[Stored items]
◆ ◆ ◆ ◆ ◆ ◆ ◆

PR #3447, opened 2021-12-16
add incremental stake field to UTxOState json

JaredCorduan:
One field was missing from the JSON output of the ledger state

### DIFF
--- a/cardano-api/src/Cardano/Api/Orphans.hs
+++ b/cardano-api/src/Cardano/Api/Orphans.hs
@@ -118,6 +118,11 @@ instance ( Consensus.ShelleyBasedEra era
                          , "delegationState" .= Shelley._delegationState lState
                          ]
 
+instance Crypto.Crypto crypto => ToJSON (ShelleyLedger.IncrementalStake crypto) where
+  toJSON iStake = object [ "credentials" .= Map.toList (ShelleyLedger.credMap iStake)
+                         , "pointers" .= Map.toList (ShelleyLedger.ptrMap iStake)
+                         ]
+
 instance ( Consensus.ShelleyBasedEra era
          , ToJSON (Core.TxOut era)
          , ToJSON (Core.PParamsDelta era)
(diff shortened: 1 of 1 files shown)


cardano-api/src/Cardano/Api/Orphans.hs
```diff
@@ -118,6 +118,11 @@ instance ( Consensus.ShelleyBasedEra era
                          , "delegationState" .= Shelley._delegationState lState
                          ]
 
+instance Crypto.Crypto crypto => ToJSON (ShelleyLedger.IncrementalStake crypto) where
+  toJSON iStake = object [ "stake" .= Map.toList (ShelleyLedger.credMap iStake)
```
lehins, line 122: Nested `stake.stake` is a little confusing, maybe something like `stake.credentials` instead?

```suggestion
  toJSON iStake = object [ "credentails" .= Map.toList (ShelleyLedger.credMap iStake)
```

newhoggy: I like this suggestion.

newhoggy:
I've found that if you rebase on `origin/master` the Haddock will succeed.

JaredCorduan:
I see this property test failure in the CI logs:
```
          714 ┃   H.note_ "Check that the withdrawal from the Plutus staking address was successful"
          715 ┃   lovelaceAtPlutusAddr === pr + 5000000 + 5000000 + 5000000 + 5000000 + Lovelace minrequtxo
        
          This failure can be reproduced by running:
          > recheck (Size 0) (Seed 13016150246274623908 15963492280864531823) Spec.Plutus.Direct.CertifyingAndWithdrawingPlutus
        
      Use '--hedgehog-replay "Size 0 Seed 13016150246274623908 15963492280864531823"' to reproduce.
```

I don't think my change could have caused this failure. Should I make a github issue for this?

Jimbo4350 (approved):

◆ ◆ ◆ ◆ ◆ ◆ ◆

• WHAT TO WORK ON
Find every line in the records that has the word "failure". Copy those lines.

• ANSWER FOR THIS EXERCISE
I see this property test failure in the CI logs:
          This failure can be reproduced by running:
I don't think my change could have caused this failure. Should I make a github issue for this?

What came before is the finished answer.